* [What you will do] From the data below, copy each line that includes the word "keep".

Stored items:

PR #316, opened 2015-05-19
Refresh button on feed subscribe change for categories

### LINKED ISSUE #315: Fetch categories bug
The listenTo from #306 doesn't work right. We should just add a "Refresh" button at the top of the categories list instead of doing this.categories.fetch().

swglad:
Resolves #315.

### DIFF
--- a/sourcemash/frontend/static/js/views/sidenav_view.js
+++ b/sourcemash/frontend/static/js/views/sidenav_view.js
@@ -6,8 +6,16 @@ Sourcemash.Views.SidenavView = Backbone.View.extend({
     this.feeds = options.feeds;
     this.categories = options.categories;
     this.loading = true;
+    this.feedsChanged = false;
+
     this.listenTo(this.feeds, 'sync change:unread', this.render);
-    this.listenTo(this.feeds, 'change:subscribed', function(){ this.categories.fetch(); });
+    this.listenTo(this.feeds, 'change:subscribed',
+      function(){
+        if (!this.loading) {
+          this.feedsChanged = true;
+          this.render();
+        };
+    });
     this.listenTo(this.categories, 'sync change:unread', this.render);
   },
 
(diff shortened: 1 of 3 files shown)


sourcemash/frontend/static/js/views/sidenav_view.js
```diff
@@ -61,13 +71,18 @@ Sourcemash.Views.SidenavView = Backbone.View.extend({
     });
   },
 
+  refreshPage: function(e){
+    e.preventDefault();
+    window.location.reload(true);
```
alexgerstein: Let's just fetch/reset the categories again instead of reloading the whole page.

alexgerstein: http://backbonejs.org/#Collection-reset

swglad: Every iteration of this I've been playing with hasn't been successful. Not sure what to do at this point. I think we should just bite the bullet on the reset, knowing that it actually works correctly and nothing in the reset-and-fetch variety seems to.

alexgerstein:
Okay. We can merge this in and maybe I'll try to play around with it later.

sourcemash/frontend/static/js/views/sidenav_view.js
```diff
@@ -6,8 +6,17 @@ Sourcemash.Views.SidenavView = Backbone.View.extend({
...
     this.categories = options.categories;
     this.loading = true;
+    this.feedsChanged = false;
+
     this.listenTo(this.feeds, 'sync change:unread', this.render);
-    this.listenTo(this.feeds, 'change:subscribed', function(){ this.categories.fetch(); });
+    this.listenTo(this.feeds, 'change:subscribed',
+      function(){
+        // Don't tell the user to refresh categories until fetch is complete
+        if (!this.loading) {
```
alexgerstein: Do we still need this?

swglad: Yes. First, because we don't want both a refresh button and a loading wheel appearing simultaneously. It looks like we don't know what to tell the user. It should be "act" *or* "wait", not act *and* wait.

Issue #231, opened 2015-04-27
Pagination.


alexgerstein:

swglad:
Probably worth prioritizing #212 Prevent (obvious) vandalism if this looks like it'll be too much work. Writing the validation in the feeds API is more important.

swglad:
Lowest priority of Week 15 frontend issues.

PR #326, opened 2015-06-07
Add limit on feed items.

alexgerstein:
Limit the number of items sent to a feed to speed up load time. In the future, it would be best to add pagination like described in #231.

### DIFF
--- a/sourcemash/api/items.py
+++ b/sourcemash/api/items.py
@@ -154,7 +154,9 @@ class FeedItemListAPI(Resource):
     def get(self, feed_id):
         return {'items': [marshal(item, item_fields)
                 for item in Item.query.filter_by(feed_id=feed_id)
-                                      .limit(MAX_ARTICLES).all()]}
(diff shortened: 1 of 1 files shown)


sourcemash/api/items.py
```diff
@@ -126,13 +145,17 @@ def get(self):
...
+                for id, count in trending_items]}
 
 
 class FeedItemListAPI(Resource):
 
     def get(self, feed_id):
-        return {'items': [marshal(item, item_fields) for item in Item.query.filter_by(feed_id=feed_id).all()]}
+        return {'items': [marshal(item, item_fields)
+                for item in Item.query.filter_by(feed_id=feed_id)
+                                      .limit(MAX_ARTICLES).all()]}
```
swglad: sort by last_updated?

alexgerstein: It probably does this by default since ids increase, but i made the change just to be sure.

PR #328, opened 2015-06-07
Fix duplicate items bug

swglad:
Objects committed to a queue keep their CURRENT STATE regardless of whether they are changed in the db, so you MUST query new instances of these objects from the database in queued tasks.


alexgerstein:
Just missing the call in feeds POST. Then it should be good to go.

PR #96, opened 2020-09-28
Convert unit tests to pytest

bmerry:
This is a relatively lightweight conversion, mainly to move from asynctest (which doesn't seem to be maintained) to pytest-asyncio. Unittest assertions are replaced by assertion statements, but the class structure is still in place even though a lot of it would be more gracefully handled by parametrisation and fixtures.

The directory structure is also not changed, and that causes some problems with pytest testing the local source tree rather than the installed version. I'll fix that in a follow-up PR so that I'm not mixing code changes with renames.

### DIFF
--- a/setup.py
+++ b/setup.py
@@ -165,11 +165,11 @@ setup(
     ],
     tests_require=[
         'netifaces',
-        'nose',
-        'asynctest'
+        'pytest',
+        'pytest-asyncio',
+        'pytest-timeout'
     ],
     python_requires='>=3.6',
-    test_suite='nose.collector',
     packages=find_packages(),
     package_data={'': ['py.typed', '*.pyi']},
     entry_points={
--- a/spead2/test/test_passthrough.py
+++ b/spead2/test/test_passthrough.py
@@ -21,8 +21,7 @@ import sys
 
 import numpy as np
 import netifaces
-from nose.tools import assert_equal, assert_raises, timed
-from nose.plugins.skip import SkipTest
+import pytest
 
 import spead2
 import spead2.send
@@ -30,17 +29,17 @@ import spead2.recv
 
 
 def _assert_items_equal(item1, item2):
-    assert_equal(item1.id, item2.id)
-    assert_equal(item1.name, item2.name)
-    assert_equal(item1.description, item2.description)
-    assert_equal(item1.shape, item2.shape)
-    assert_equal(item1.format, item2.format)
+    assert item1.id == item2.id
+    assert item1.name == item2.name
+    assert item1.description == item2.description
+    assert item1.shape == item2.shape
+    assert item1.format == item2.format
     # Byte order need not match, provided that values are received correctly
     if item1.dtype is not None and item2.dtype is not None:
-        assert_equal(item1.dtype.newbyteorder('<'), item2.dtype.newbyteorder('<'))
+        assert item1.dtype.newbyteorder('<') == item2.dtype.newbyteorder('<')
     else:
-        assert_equal(item1.dtype, item2.dtype)
-    assert_equal(item1.order, item2.order)
+        assert item1.dtype == item2.dtype
+    assert item1.order == item2.order
     # Comparing arrays has many issues. Convert them to lists where appropriate
     value1 = item1.value
     value2 = item2.value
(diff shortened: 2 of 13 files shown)


spead2/test/test_recv.py
```diff
@@ -411,16 +409,16 @@ def test_duplicate_item_pointers(self):
...
+        assert len(items) == 2
         items.sort(key=lambda item: item.id)
-        assert_equal(0x1600, items[0].id)
-        assert_true(items[0].is_immediate)
-        assert_equal(12345, items[0].immediate_value)
-        assert_equal(0x5000, items[1].id)
-        assert_false(items[1].is_immediate)
-        assert_equal(payload, bytearray(items[1]))
+        assert items[0].id == 0x1600
+        assert items[0].is_immediate is True
```
ludwigschwardt, line 417: Why `is True`? Can it be non-boolean? I guess the strictness gives a bit of extra protection.

spead2/test/test_passthrough.py
```diff
@@ -21,51 +21,42 @@
...
-def timed_class(cls):
-    """Class decorator version of `nose.tools.timed`"""
-    for key in cls.__dict__:
-        if key.startswith('test_'):
-            setattr(cls, key, timed(2)(getattr(cls, key)))
-    return cls
-
-
-@timed_class
+@pytest.mark.timeout(5)
```
ludwigschwardt, line 59: Nice.

spead2/test/test_recv_asyncio.py
```diff
@@ -13,19 +13,19 @@
...
 
 
-class TestRecvAsyncio(asynctest.TestCase):
+@pytest.mark.asyncio
+class TestRecvAsyncio:
     async def test_async_iter(self):
         tp = spead2.ThreadPool()
         queue = spead2.InprocQueue()
-        sender = spead2.send.InprocStream(tp, queue)
+        sender = spead2.send.InprocStream(tp, [queue])
```
ludwigschwardt, line 28: Did this interface change too?

spead2/test/test_send_asyncio.py
```diff
@@ -16,66 +16,58 @@
...
         for i in range(5):
             asyncio.ensure_future(self.stream.async_send_heap(self.heap))
-        # The above only queues up the async sends on the event loop. The rest of the
-        # test needs to be run from inside the event loop
-        asyncio.get_event_loop().run_until_complete(self._test_async_flush())
-
-    async def _test_send_error(self, future):
-        with assert_raises(IOError):
-            await future
+        await self._test_async_flush()
```
ludwigschwardt, line 55: Looks cleaner than the old asynctest 🎉

setup.py
```diff
@@ -165,11 +165,11 @@ def build_extension(self, ext):
...
     tests_require=[
         'netifaces',
-        'nose',
-        'asynctest'
+        'pytest',
+        'pytest-asyncio',
+        'pytest-timeout'
     ],
     python_requires='>=3.6',
-    test_suite='nose.collector',
```
ludwigschwardt, line 172: Unrelated question: so `pytest` doesn't need a `test_suite` entry?

ludwigschwardt (approved):
Good stuff!

spead2/test/test_recv.py
bmerry: Yeah, just ensures that it's really boolean rather than a truthy non-boolean.

setup.py
bmerry: It's more that 'setup.py test' is deprecated (e.g. see https://github.com/pytest-dev/pytest/issues/5534).

spead2/test/test_recv_asyncio.py
bmerry: The old code is a deprecated interface, and pytest helpfully reports DeprecationWarnings which is how I spotted it.

setup.py
ludwigschwardt: Ah, right. I've just stumbled on that in NumPy's `setup.py` as I was trying to reach enlightenment 🙂

spead2/test/test_recv_asyncio.py
ludwigschwardt: I'll keep that in mind for katpoint too, thanks for the tips.

bmerry:
Merged manually (by merging a downstream branch), so closing.

PR #102, opened 2020-10-13
Use IP checksum offloading where available 

bmerry:
It makes about a 5% performance improvement when using 1024B packets.

### DIFF
--- a/doc/changelog.rst
+++ b/doc/changelog.rst
@@ -13,6 +13,8 @@ Other changes:
 - Allow ibverbs senders to register memory regions for zero-copy
   transmission.
 - Add C++ preprocessor defines for the version number.
+- Use IP/UDP checksum offloading for sending with ibverbs (improves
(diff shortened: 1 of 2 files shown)


doc/changelog.rst
```diff
@@ -13,6 +13,8 @@ Other changes:
 - Allow ibverbs senders to register memory regions for zero-copy
   transmission.
 - Add C++ preprocessor defines for the version number.
+- Use IP/UDP checksum offloading for sending with ibverbs (improves
```
gcallanan, line 16: From the changes I can see, only the IBV_SEND_IP_CSUM flag seems to be set. I see nothing indicating UDP checksum is being offloaded. How is the UDP offload functionality enabled?

bmerry: From the man page:

>       IBV_SEND_IP_CSUM  Offload the IPv4 and TCP/UDP checksum calculation.

gcallanan (approved):

PR #104, opened 2020-10-13
Overhaul command-line handling in C++ tools

bmerry:
Each of the C++ tools (spead2_recv, spead2_send, spead2_bench) had its own command-line handling, which lead to a lot of duplication (spead2_recv and spead2_bench had options controlling receivers, spead2_send and spead2_bench had options controlling senders), and there were inconsistencies (e.g. spead2_bench was missing the --ttl option).

There is now a helper file (plus header) where command-line options are registered and which has the logic to build streams from them. Somehow this has lead to an increase in the total lines of code, but it's also brought along some capabilities that were missing, and it'll require less work to add new options in future.

This just covers the C++ tools. The Python equivalents have the same issue, but I'll leave that for a later PR. There are also some misc unrelated fixups that I threw in as I went.

### DIFF
--- a/MANIFEST.in
+++ b/MANIFEST.in
@@ -1,6 +1,6 @@
 global-include Makefile.in
 global-include aclocal.m4
-exclude src/common_features.h
+exclude include/spead2/common_features.h
 exclude python-build.cfg
 exclude .gitignore
 include configure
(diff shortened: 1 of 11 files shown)


bmerry:
I'd suggest starting with spead2_cmdline.h/.cpp. Note that a lot of the code in them has been moved from other places rather than being new code.

sratcliffe (approved):
Looks good to me. Probably not in a position to really scrutinise the approach, but structurally it looks good, the copied code looks accurate and no typos or other things I can find.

* [Problem solution]
Objects committed to a queue keep their CURRENT STATE regardless of whether they are changed in the db, so you MUST query new instances of these objects from the database in queued tasks.
ludwigschwardt: I'll keep that in mind for katpoint too, thanks for the tips.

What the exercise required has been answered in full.